I picked her up and held her on my hip. Clara came and stood beside us. The four of us looked up at the single sun in its corner, poking between the clouds. Is that what I did last summer—see two suns in a single sky and forget which way to turn for sustenance? It was dangerous, doing that. It was possible to drop seeds at the wrong time, in the wrong places, failing to grow the expected future. It was possible to rush forward, looking back, and break your neck.
Thirty-six
I SEE THAT there is nothing left to do but to set down what happened next in London, last August.
Patrick stood in the doorway of his office at the gallery and shouted my name. He lifted me up and embraced me. There was a feeling that no time at all had passed, that I still knew him well, and that he knew me, that we were both still young in spite of our altered exteriors.
He gave me a tour of the gallery. We had a beer in the pub next door. We exchanged personal histories.

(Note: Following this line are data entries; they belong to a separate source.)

PR #302, opened 2016-07-19
Fix migration from existing guest environment to new guest environment.

zmarano:
Specifically, in EL7 systemd will still not be setup properly in some instances of guest env migration. Specifying a trigger to run after uninstalling the old package to re-enable the new services and run instance setup fixes this problem.

In EL6, upstart would run startup scripts again because google-instance-setup, the init job, had run. Run it manually instead of with upstart to prevent startup scripts from running.

### DIFF
--- a/google_compute_engine_init/systemd/postinst.sh
+++ b/google_compute_engine_init/systemd/postinst.sh
@@ -26,8 +26,8 @@ systemctl enable google-ip-forwarding-daemon.service
 systemctl enable google-shutdown-scripts.service
 systemctl enable google-startup-scripts.service
 
-# Run instance setup.
-systemctl start --no-block google-instance-setup
+# Run instance setup manually to prevent startup script execution.
+/usr/bin/google_instance_setup
 
 # Start daemons.
 systemctl start --no-block google-accounts-daemon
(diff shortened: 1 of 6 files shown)


google_compute_engine_init/upstart/rpm_replace
```diff
@@ -0,0 +1,10 @@
+# Replace existing guest in EL6.
+
+# Run instance setup
+/usr/bin/google_instance_setup
+
+# Manually start daemon's
+start --no-wait google-accounts-daemon
+start --no-wait google-clock-skew-daemon
+start --no-wait google-ip-forwarding-daemon
+
```
illfelder: Please remove this line.

google_compute_engine_init/systemd/postinst.sh
```diff
@@ -26,8 +26,8 @@ systemctl enable google-ip-forwarding-daemon.service
 systemctl enable google-shutdown-scripts.service
 systemctl enable google-startup-scripts.service
 
-# Run instance setup.
-systemctl start --no-block google-instance-setup
+# Run instance setup manually.
```
illfelder: Please add to your comment "to prevent startup script execution".

illfelder:
LGTM.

He had never married. He had never had children. He had lived with many women, but so far, he hadn’t fancied the few who’d wanted to marry him, and the ones he’d wanted to make a go of it with had unfortunately wised up in
the end.
He struck me as fundamentally changed. He seemed humble and modest. I asked him if he’d finally discovered humility.
He laughed. “Hard to support my old bravado in the face of such dismal results.”
He was still taking pictures, but he’d given up trying to make a living from it. He was content running the gallery, trying to discover and nurture the talent of others. At some point, he said, it would be necessary to move home to Ireland. His father was still alive, but not in good health.
We took a walk beside the Thames. For the first time that week, I didn’t notice the weather, or the time, or the color of the river. I noticed only Patrick. He said we ought to pop into the Tate. There was a new installation by a Polish artist he wanted to see. We’d just make it before the museum closed for the night.
The exhibit was a simple, enormous rectangular structure that took up most of the first floor of the museum. The outside was steel and wood, painted black, and the inside was darkness. The exhibit was called How It Is, taken from the Samuel Beckett novel of the same name. Patrick read the placard posted on the wall out loud: “ ‘How shall I move forward? you might ask yourself, as you stand at the threshold, confronted by the darkness ahead.’
“Dramatic, isn’t it?” he said.
“Or melodramatic.”
“Shall we have a go anyway?”
“Why not?”
We entered the structure and were suddenly enveloped in an astonishing darkness. It was darkness like you never find in nature. Darkness like you never find anywhere. Darkness like a gateway into a different world. I walked slowly, taking small, uncertain steps. I could hear strangers floating by us, heading out of the blackness as we headed in. I became dizzy, thinking I had a long way to go to get to the end. But the room was shorter than it seemed, and the end was there before I expected it, a sudden velvet wall at my fingertips.